PR #9586, opened 2019-08-08
RavenDB-13903: Prevent from query operations (delete and patch) from …

maximburyak:
…blocking on execution. We want to add the operation and let the task to start running without any waiting

### DIFF
--- a/src/Raven.Server/Documents/Handlers/QueriesHandler.cs
+++ b/src/Raven.Server/Documents/Handlers/QueriesHandler.cs
@@ -234,7 +234,7 @@ namespace Raven.Server.Documents.Handlers
             }
         }
 
-        private  async Task Graph(DocumentsOperationContext context, RequestTimeTracker tracker, HttpMethod method)
+        private async Task Graph(DocumentsOperationContext context, RequestTimeTracker tracker, HttpMethod method)
         {
             var indexQuery = await GetIndexQuery(context, method, tracker);
             var queryRunner = Database.QueryRunner.GetRunner(indexQuery);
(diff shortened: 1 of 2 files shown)


ayende (approved):

src/Raven.Server/Documents/Handlers/QueriesHandler.cs
```diff
@@ -529,8 +529,11 @@ private void TrafficWatchQuery(IndexQueryServerSide indexQuery)
                 Query = query.Query
             };
 
-            var task = Database.Operations.AddOperation(Database, indexName, operationType,
-                onProgress => operation(Database.QueryRunner, options, onProgress, token), operationId, details, token);
+            var task =
```
ppekrol: I think that continuation few lines below will be done on a wrong task, so context will be disposed too early. Ping me when available, we have similar places to this in other parts of the system. I want to understand what is the cause and if it should be treat globally or not.

ayende: Pretty sure that `Task.Run(Func<Task>)` will return a task that only completes when the inner task task

ppekrol: Ok, but it does suggest that AddOperation should do that internally for all executions of that method. Not only here? There are 20 usages of this.

ppekrol: I've moved `Task.Run` inside the `AddOperation`. Waiting for CI.

ayende (approved):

### EXERCISE OBJECTIVE
The answer should be all lines from the entries above that hold the word "want".

### SOLUTION FOR THIS TASK
…blocking on execution. We want to add the operation and let the task to start running without any waiting
ppekrol: I think that continuation few lines below will be done on a wrong task, so context will be disposed too early. Ping me when available, we have similar places to this in other parts of the system. I want to understand what is the cause and if it should be treat globally or not.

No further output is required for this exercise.